What is expected — Return the following from the records below: each line, word for word, starting with the line that contains "entrypoint: 'bash'" and going on through the line that contains "the index step).", with nothing outside that range.

┌─ Information supplied

PR #57, opened 2026-05-17
fix(build): move latest-version lookup into gar-auth prelude (DT-159)

stwilt:
## Summary

Follow-up to #56. The parallelized slim step (`waitFor: ['gar-auth']`) reads `/workspace/.latest_version-slim` via `docker-build.sh`, but #53 had moved the `lookup_latest_version.py` calls into the index step — which the slim step now runs in parallel with. Slim raced the write, fell back to `0.0.0`, and would have updated `:latest-slim` on every release including rollbacks.

This is the race [@lucasmundim flagged on #56](https://github.com/PlainsightAI/openfilter-mcp/pull/56#pullrequestreview-2103860006); I missed it because my branch base predated #53.

## Changes

- `cloudbuild.yaml`: move both `lookup_latest_version.py` calls from the `index` step into the `gar-auth` prelude. Both `index` and `slim-build` now waitFor `gar-auth`, so the lookup files are guaranteed present before either reads them. Net move: two lines from step 1 → step 0, plus comment updates documenting the invariant.

No behavior change for release builds beyond closing the race — the lookups still run unconditionally and produce the same files at the same paths.

## Test plan

- [ ] Cloud Build graph: `gar-auth` writes both `.latest_version` files before `slim-build` starts.
- [ ] Push a clean release tag → both full and slim images publish with correct semver-vs-latest comparison.
- [ ] Push a rollback tag (lower semver than current `:latest-slim`) → slim does NOT clobber `:latest-slim` (i.e. lookup correctly found the higher current version).

[DT-159](https://plainsight-ai.atlassian.net/browse/DT-159)

[DT-159]: https://plainsight-ai.atlassian.net/browse/DT-159?atlOrigin=eyJpIjoiNWRkNTljNzYxNjVmNDY3MDlhMDU5Y2ZhYzA5YTRkZjUiLCJwIjoiZ2l0aHViLWNvbS1KU1cifQ

### DIFF
--- a/cloudbuild.yaml
+++ b/cloudbuild.yaml
@@ -31,10 +31,12 @@ availableSecrets:
       env: 'HF_TOKEN'
 
 steps:
-  # Step 0: Prelude — write the GAR access token so the slim build can start
-  # in parallel with the index step. PR / dev tag builds push to GAR and read
-  # this token in scripts/docker-build.sh; release tag builds skip it and the
-  # file is simply absent.
+  # Step 0: Prelude — write the GAR access token and the DockerHub-latest
+  # version files. Both the index step and the slim step depend on this
+  # output (slim reads /workspace/.latest_version-slim in docker-build.sh),
+  # and slim runs in parallel with index, so the lookup MUST happen here —
+  # not inside the index step — to avoid a read-before-write race that
+  # would make slim treat every release as a downgrade-safe latest bump.
   - id: 'gar-auth'
     name: 'gcr.io/google.com/cloudsdktool/cloud-sdk'
     entrypoint: 'bash'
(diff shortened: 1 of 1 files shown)


lucasmundim (approved):
LGTM — correct minimal fix for the read-before-write race introduced by #56.

`waitFor: ['gar-auth']` on both `index` and `slim-build` guarantees the `.latest_version*` files are present before either downstream step reads them, and the lookup script's fail-open behavior (`0.0.0` on any error) keeps the `set -e` prelude safe across DockerHub blips.

Two minor follow-ups (non-blocking):

**1. Stale comment on the `slim-build` step (cloudbuild.yaml:140-142)** — not touched in this PR, but the existing text claims:

> Runs in parallel with the index/full pipeline — only depends on gar-auth for PR/dev token, and the slim DockerHub-latest lookup is self-contained in docker-build.sh (no shared workspace state with the full build).

That second clause is now misleading — the lookup _is_ shared workspace state (`/workspace/.latest_version-slim`), it's just written from `gar-auth` instead of `index` now. Suggest something like:

> Runs in parallel with the index/full pipeline — depends on gar-auth for both the PR/dev token and the DockerHub-latest version files (written by the prelude so this step doesn't race the index step).

Worth fixing here or in a quick follow-up since it's the exact invariant this PR establishes.

**2. `gar-auth` step ID is slightly inaccurate now** — it does GAR auth + version lookups. A name like `prelude` would describe it more honestly, but the block comment already documents the dual responsibility so I wouldn't rename just for this.

The lookups also run on PR/dev builds now, but that's not a behavior change (they already ran inside the index step before this PR), and the calls are cheap and fail-open. Not worth gating.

└─

Response to the exercise —
     entrypoint: 'bash'
(diff shortened: 1 of 1 files shown)


lucasmundim (approved):
LGTM — correct minimal fix for the read-before-write race introduced by #56.

`waitFor: ['gar-auth']` on both `index` and `slim-build` guarantees the `.latest_version*` files are present before either downstream step reads them, and the lookup script's fail-open behavior (`0.0.0` on any error) keeps the `set -e` prelude safe across DockerHub blips.

Two minor follow-ups (non-blocking):

**1. Stale comment on the `slim-build` step (cloudbuild.yaml:140-142)** — not touched in this PR, but the existing text claims:

> Runs in parallel with the index/full pipeline — only depends on gar-auth for PR/dev token, and the slim DockerHub-latest lookup is self-contained in docker-build.sh (no shared workspace state with the full build).

That second clause is now misleading — the lookup _is_ shared workspace state (`/workspace/.latest_version-slim`), it's just written from `gar-auth` instead of `index` now. Suggest something like:

> Runs in parallel with the index/full pipeline — depends on gar-auth for both the PR/dev token and the DockerHub-latest version files (written by the prelude so this step doesn't race the index step).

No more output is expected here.